Opened 9 years ago
Closed 9 years ago
#25399 closed Cleanup/optimization (invalid)
Improve performance for user lookups by adding database index
Reported by: | SimonSteinberger | Owned by: | nobody |
---|---|---|---|
Component: | contrib.auth | Version: | dev |
Severity: | Normal | Keywords: | user, database, index |
Cc: | Triage Stage: | Unreviewed | |
Has patch: | no | Needs documentation: | no |
Needs tests: | no | Patch needs improvement: | no |
Easy pickings: | no | UI/UX: | no |
Description (last modified by )
Having a user database table with millions of entries, even a simple look-up by username (or email address) takes a rather long time and causes a significant overhead on servers. For example, the Django database query for a user signing in looks roughly like this:
SELECT * FROM "accounts_user" WHERE UPPER("accounts_user"."email"::text) = UPPER('foo@bar.com')
The problem is, without a database index, the string transformation and comparison takes a lot of resources and even with a powerful infrastructure, such a query may take over a second when having a million or more users. With the growing user base, the query gets slower an slower.

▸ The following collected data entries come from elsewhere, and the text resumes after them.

PR #1161, opened 2020-03-09
Scroll sidebar to middle instead of top.

ehuss:
This is a re-submission of #1068. It changes the side bar so that the current page is in the vertical center instead of the top of the window.  From the previous PR, I removed the onload event handler since it caused some jumping, and it doesn't seem to be necessary.

### DIFF
--- a/src/theme/book.js
+++ b/src/theme/book.js
@@ -505,10 +505,12 @@ function playpen_text(playpen) {
     }, { passive: true });
 
     // Scroll sidebar to current active section
-    var activeSection = document.getElementById("sidebar").querySelector(".active");
-    if (activeSection) {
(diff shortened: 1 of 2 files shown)


ehuss:
@Dylan-DPC what do you think?  I kinda like having it scroll to the middle of the page, where you can see the pages just before and after where you currently are.  But the preference is somewhat arbitrary. 

I tested on a variety of browsers, and it seems to work well.  Some older browsers, like Edge, don't support the "center" property, but do support scrolling, and it scrolls to the top of the page like it does today.

Dylan-DPC:
I like the idea. Thanks. Merging! (sorry didn't realise I was pinged :D )

PR #1162, opened 2020-03-09
Don't highlight code spans in headers.

ehuss:
This changes it so that code spans in headers are not highlighted as code, and don't change the font size.


ehuss:
I've always felt like the formatting for these didn't look very good.  Any opinion?

Before:
image

image

image


After:
image

image

image

I'm not 100% happy with the new styling, but seems less jarring to me.

Dylan-DPC:
Yeh looks fine to me. Merging :)

PR #1163, opened 2020-03-09
 Make new [rust] section to config and  place edition under it 

kngwyu:
On #1100.
Made new top-level configuration `[rust]` and moved edition config under it.
cc: @kpp @ehuss


kngwyu:
Cool, thanks!
I'm looking forward to see `edition = 2018` simplifies real playpens :)

Issue #1096, opened 2019-11-13
SUMMARY.md can no longer contain HTML comments


Michael-F-Bryan:
In one of my books I comment out not-yet-written chapters using HTML comments. After updating from `v0.3.4` to `v0.3.5`  running `mdbook build` now fails while parsing `SUMMARY.md`.

```console
$ mdbook build
2019-11-13 10:00:58 [ERROR] (mdbook::utils): Error: Summary parsing failed
2019-11-13 10:00:58 [ERROR] (mdbook::utils):    Caused By: There was an error parsing the numbered chapters
2019-11-13 10:00:58 [ERROR] (mdbook::utils):    Caused By: Unable to get last link because the list of SummaryItems doesn't contain any Links
```

I believe the regression was introduced in #1021 when `pulldown-cmark` was updated.

Michael-F-Bryan:
Minimal, reproducible example:

```markdown
# Summary

- [First](./first.md)
<!-- this is a comment -->
- [Second](./second.md)
```

EasiestSoft:
I also hope this will be resolved soon

PR #1167, opened 2020-03-17
Fix SUMMARY's parse_numbered with comment

dalance:
This PR fixes https://github.com/rust-lang/mdBook/issues/1096.

If `SUMMARY` contains comment like below:

```markdown
- [First](./first.md)
<!-- this is a comment -->
- [Second](./second.md)
```

`- [Second]` generate `Event::Start(Tag::List(..))`, but `items` is empty because it is not nested.
The empty can be ignored.

### DIFF
--- a/src/book/summary.rs
+++ b/src/book/summary.rs
@@ -377,6 +377,10 @@ impl<'a> SummaryParser<'a> {
                     items.push(item);
                 }
                 Some(Event::Start(Tag::List(..))) => {
+                    // Skip this tag after comment bacause it is not nested.
+                    if items.is_empty() {
+                        continue;
+                    }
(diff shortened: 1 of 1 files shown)


src/book/summary.rs
```diff
@@ -377,6 +377,9 @@ impl<'a> SummaryParser<'a> {
                     items.push(item);
                 }
                 Some(Event::Start(Tag::List(..))) => {
+                    if items.is_empty() {
+                        continue;
```
ehuss: Thanks!  Can you add a comment here explaining why it is doing this?

dalance: Thanks!
I added a comment.

PR #1169, opened 2020-03-19
Add config option to disable print html, css, and icon

### LINKED ISSUE #1177: Add ability to disable the Print button and print.html
In some cases, I would like to avoid providing an easy way for the reader to simply snatch the entire content as one comfortable PDF. I would love the option to disable the button and of course, the generation of the `print.html` page.

Since [the config documentation page](https://github.com/rust-lang/mdBook/blob/master/book-example/src/format/config.md) does not contain the word "print", I am guessing this feature does not exist.

rossmacarthur:
This PR adds a new config option which allows you to disable all "print" support.

```toml
[output.html.print]
enable = false
```

Resolves #1177

### DIFF
--- a/book-example/src/format/config.md
+++ b/book-example/src/format/config.md
@@ -187,6 +187,9 @@ The following configuration options are available:
 - **additional-js:** If you need to add some behaviour to your book without
   removing the current behaviour, you can specify a set of JavaScript files that
   will be loaded alongside the default one.
+- **print:** A subtable for configuration print settings. mdBook by default adds
+  support for printing out the book as a single page. This is accessed using the
+  print icon on the top right of the book.
 - **no-section-label:** mdBook by defaults adds section label in table of
   contents column. For example, "1.", "2.1". Set this option to true to disable
   those labels. Defaults to `false`.
@@ -216,6 +219,11 @@ The following configuration options are available:
   site*][custom domain]).
 
 [custom domain]: https://docs.github.com/en/github/working-with-github-pages/managing-a-custom-domain-for-your-github-pages-site
+
+Available configuration options for the `[output.html.print]` table:
+
+- **enable:** Enable print support. When `false`, all print support will not be
+  rendered. Defaults to `true`.
 
 Available configuration options for the `[output.html.fold]` table:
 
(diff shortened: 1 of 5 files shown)


Dylan-DPC:
No issues. We are open to config changes

ehuss:
Yea, seems fine.

Just one minor thing, I kinda prefer to avoid double negatives (no-foo=false).  Maybe make the option name "print-enabled" with a default of `true`?  Or maybe just `print`?  

Also, I'm just curious, what's your motivation for this?

DannyBen:
To answer the motivation question, at least from my standpoint:

First, I must say It is super great that this feature exists in the first place - I usually want it enabled.

The general use case for disabling it, is to prevent the ease of copyright violation. Sometimes we use mdbook to build a static site, and like most other websites, we do not want to provide a "download the entire site as PDF" option. If you want to read it, you come here.

A more particular use case I have (but with the same principle), is that I want to share a book that is normally only used internally, with someone external for a short period for review. The material is confidential, and should not be downloaded, only read.

rossmacarthur:
@ehuss I changed the config setting to be a subtable. I think this is better because we can add extra settings later if we want and it mirrors the way `fold` settings are done.

ehuss:
I would kinda prefer to avoid adding a new subtable, unless there is some expectation that there will actually be additional keys. If in the future we decide we need additional keys, we can always upgrade it to a subtable.  I think a simple `print = false` would be sufficient.

rossmacarthur:
I don't need this anymore and I don't think I have time to continue working on this PR. Someone else is welcome to fork my branch and open a new PR.

kalindkaria:
Hi, can I know why this PR is closed without merging the feature of **disable printing** to master branch?
This is a good feature to have, even I would like to have it in mdBook.

ehuss:
I'll go ahead and merge. The implementation looks good, and I don't feel too strongly about whether or not the config is a separate table. I can image extra print options being added in the future.

ehuss (approved):

kalindkaria:
Thanks @ehuss for the quick response. I can now use the following to disable the print option.
```toml
[output.html.print]
enable = false
```
But, the **print** button at top-right is still visible, yeah I agree on clicking it returns 404, as `print.html` file doesn't exist now.
Is there a way to even remove that button or this feature is not yet requested for or added?

ehuss:
@kalindkaria Oops, thanks for checking!  I should have reviewed more closely, there is a `!` where it shouldn't have been.  Posted #1335 to fix.

kalindkaria:
Yes! @ehuss Thanks alot for adding this feature.

PR #1173, opened 2020-03-22
Support anchors in SUMMARY

mcarton:
While porting a [book of mine](https://github.com/mcarton/rust-derivative/tree/master/doc) from GitBook to mdBook, I noticed that anchors are not supported in the SUMMARY file:

For example, given the following summary:

```markdown
- [Foo](Foo.md)
    - [Subfoo 1](Foo.md#anchor-1)
    - [Subfoo 2](Foo.md#anchor-2)
- [Bar](Bar.md)
```

The following wrong things are going to happen when running `mdbook build`:

- Files `doc/Foo#anchor-1.md` and `doc/Foo#anchor-2.md` are going to be created.
- The navigation panel will only ever highlight "Subfoo 2" whether you click on "Foo", "Subfoo 1" or "Subfoo 2".
- The navigation arrows don't work: the left arrow can't go back, the right arrow points to the last sub-section.
- All 3 links in the `Foo` section point to `Foo.html`, which is empty.

### DIFF
--- a/src/book/book.rs
+++ b/src/book/book.rs
@@ -320,7 +320,7 @@ And here is some \
             .write_all(DUMMY_SRC.as_bytes())
             .unwrap();
 
-        let link = Link::new("Chapter 1", chapter_path);
+        let link = Link::new("Chapter 1", chapter_path, None);
 
         (link, temp)
     }
@@ -336,7 +336,7 @@ And here is some \
             .write_all(b"Hello World!")
             .unwrap();
 
-        let mut second = Link::new("Nested Chapter 1", &second_path);
+        let mut second = Link::new("Nested Chapter 1", &second_path, None);
         second.number = Some(SectionNumber(vec![1, 2]));
 
         root.nested_items.push(second.clone().into());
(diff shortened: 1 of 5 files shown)


ehuss:
@Dylan-DPC I think it would be good to have some discussion before merging big changes like this.  Some issues:

- There is an existing (albeit broken) PR for this at #1128.
- There were a number of concerns raised in https://github.com/rust-lang/mdBook/issues/167#issuecomment-243005676.  I think they should be addressed first.
- This is a pretty fundamental change to how mdbook previously assumed every chapter is a separate file.  I suspect it will have large ramifications, and will break external tools.
- This seems to be broken for focus on the side-bar.  It seems to always focus the last element.
- This breaks backwards compatibility due to the API changes.

mcarton:
Don't hesitate to revert this if it causes any issue, however:

> This is a pretty fundamental change to how mdbook previously assumed every chapter is a separate file. I suspect it will have large ramifications, and will break external tools.

It shouldn't break any existing book though, because files with anchors are completely broken now.

> This seems to be broken for focus on the side-bar. It seems to always focus the last element.

This is incorrect: it always focuses the main section, eg. for my book it will display as

image

even if you click on the `Debug.md#format-with` link. This is IMO a good thing. To focus the right sub-section would need CSS or JS magic AFAIK.

Dylan-DPC:
@ehuss ah my bad didnt see the issue.

Dylan-DPC:
reverted in #1175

By adding a database index, the process takes only about a microsecond. Using PostgreSQL, we've simply added the index manually, which works fine:
CREATE INDEX accounts_user_username_upper ON accounts_user (UPPER(username));
Yet, this is a crucial part of most web applications and therefore, it would probably make sense if Django created the index automatically for the integrated User and AbstractUser classes. Or at least, the issue could be pointed out clearly in the docs.
Change History (2)
comment:1 by , 9 years ago
Description: | modified (diff) |
---|
comment:2 by , 9 years ago
Description: | modified (diff) |
---|---|
Resolution: | → invalid |
Status: | new → closed |
Version: | 1.8 → master |
The two examples you give are invalid: both, emails and usernames are case sensitive, either by their standard or by Django's default implementation.
Furthermore, Django already has a unique constraint on the username which is the primary identifying data point after the user's id. I don't think adding an index on the email makes much sense for Django's default implementation. If email is your primary field to authenticate a user against you should already make sure the value is unique which implies having an index.